In the minefield of government regulations and compliance worries regarding gifts, we’ve stopped saying thank you this holiday season.
Gone are the large tins of popcorn and the nuts; ditto for the cookies and fruitcake. My practice administrator and I reflected last week about what our staff kitchen used to look like the week before Christmas 10 years ago. The counters were overflowing with gift baskets, fruits, and all kind of holiday treats. The doctors’ desks had bottles of wine gifted by referring doctors and grateful patients. Now these areas are empty. Save for the few Christmas cards taped to the cabinet wall in the patient check out area, it would be easy to miss the traditional signs of the holiday season. Not even the hospitals are sending us gifts anymore. Why should they? They now seem to spend money buying up medical practices instead.
It is a fitting sign of our medical and economic times that the simple act of giving to one another to say “thank you for your loyalty and business,” is going the way of the “Walkman” cassette radio player. Perhaps it is our fear of government regulations and anti-kickback rules. Or maybe that we stand yet again on the precipice of the annual new century 25 percent to 30 percent Medicare pay cut due to SGR (Sustainable Growth Rate). As has become our yearly new tradition, we will write, call, and e-mail senators and congressmen pleading with them not to cut our Medicare rates … again. If the carrot doesn’t work, then we try the stick –– if this passes, we will post signs stating that we can no longer afford to see new Medicare patients after January 1. If history repeats itself, there will be an 11th-hour repeal form the legislative executioner, as politicians suck up to seniors, cook the numbers and books, and miraculously put off the SGR cut for another year, adding another few billion dollars to our federal debt.

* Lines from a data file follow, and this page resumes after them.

PR #614, opened 2021-07-08
Doctrine cache 2

### LINKED ISSUE #611: Doctrine Cache 2.x
Heya,
I just ran into an issue when trying to upgrade some dependencies:
SncRedis is not compatible with version 2 of Doctrine Cache (Doctrine\Common\Cache\RedisCache is missing).
So it would be good to restrict that in the composer file for the time being (or make it compatible which would be more work I think :) )

KDederichs:
Fixes #611 

I ported those 2 Classes over from the 1.x versions of the cache bundles.
As it's a straight copy with some slight modifications I'm not 100% sure how licensing works here, maybe someone can enlighten me on that :)

### DIFF
--- a/Cache/PredisCache.php
+++ b/Cache/PredisCache.php
@@ -1,0 +1,108 @@
+<?php
+
+
+namespace Snc\RedisBundle\Cache;
+
+
+use Doctrine\Common\Cache\Cache;
+use Doctrine\Common\Cache\CacheProvider;
+use Predis\Client;
+
+class PredisCache extends CacheProvider
+{
+
+    /**
+     * @var Client
+     */
+    private $client;
+
+    /**
+     * @param Client $client
+     *
+     * @return void
+     */
+    public function __construct(Client $client)
+    {
+        $this->client = $client;
+    }
+
+    /**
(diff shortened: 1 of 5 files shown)


KDederichs:
Ok scratch that, aparently they deprecated it for PSR-6/16 which is implemented by the symfony cache, so lets use that instead.

KDederichs:
Any reason CI is not starting on this btw?

B-Galati:
Hello, I don't know, I am barely maintaining this project now :sweat_smile: 

Must related to the new policy of Travis.

Otherwise, I wanted to remove this feature from the bundle and just document how to configure all of this explicitly.

KDederichs:
I mean this PR basically removes it for doctrine >= 2.9 tbh.
Older versions would still work so you still have BC.

ostrolucky:
@B-Galati @snc @curry684 Can I be a co-collaborator in this project?

curry684:
Yes that would be awesome, both me and @B-Galati stepped in to fix a lot of outdated stuff for the 3.x transition, but I'm also very short on time past months. I'll drop @snc a line.

PR #289, opened 2017-02-16
Minor fix of 'EVP_CipherFinal_ex' call

viktorTarasov:
EVP_CipherFinal_ex is called without shift for output pointer -- so that
the final padded block is written at the begining of the output buffer,
and not appended to the result of the previous EVP_CipherUpdate.

It works now as expected because "padding is handled by cipher mode separately ..."
and final padded block has zero length.


bellgrim:
#build

Thanks for spotting this.

bellgrim:
#build

PR #291, opened 2017-02-21
Change to enable builds and reports on new Jenkinks environment

halderen:
- more temporary files that are not git ignored
  - ROOT is a directory used on the new jenkins environment
- Add support for building on Slackware Linux distribution
- Botan version no longer available at that URL in building script
- let cpp unit tests output for XML file to be picked up be Jenkins
  environment.

### DIFF
--- a/.gitignore
+++ b/.gitignore
@@ -47,6 +47,14 @@ test-driver
 *.log
 *.trs
 
+# Temporary files
+*~
+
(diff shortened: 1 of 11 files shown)


halderen:
@bellgrim for your incorporation or comments.

bellgrim:
Looking good, thanks!

PR #302, opened 2017-04-04
Export PKCS#11 symbols from the library

LudovicRousseau:
On macOS (at least 10.12) the library symbols are not visible so the
library can't be used.

The definition of PKCS_API could be smarter.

When medical doctors graduate, they all recite the Hippocratic oath. Here is the second line: “To consider dear to me, as my parents, him who taught me this art, to live in common with him and, if necessary, to share my goods with him; To look upon his children as my own brothers, to teach them this art, without charging a fee.”
Many of us have interpreted this last line that we should also not charge our colleagues or families for our medical care, i.e. professional courtesy. Thanks to Congress, and in particular Rep. Pete Stark of California, it is now illegal not to charge a colleague for medical care.
We used to give boxes of chocolates to nurses at the hospitals. This year we took the money we would have spent on that and gave our office employees a bonus instead.
Everyone it seems is cutting back –– be if for legal or pure economic reasons. And yet something profound has been lost here. No I, and my waistline, do not miss the plethora of sweets and calories. What I believe is missing is simpler than that. It is gratitude. Thankfulness for our referring doctors, and from home healthcare agencies, patients, and oxygen supply companies. I cannot be bribed to send business to someone simply because they gave my office staff and me a large tin of popcorn.
What has been lost in this entire minefield of government regulations and compliance worries is the death of giving to one another to show our appreciation. And that more than anything is what is missing from this holiday season.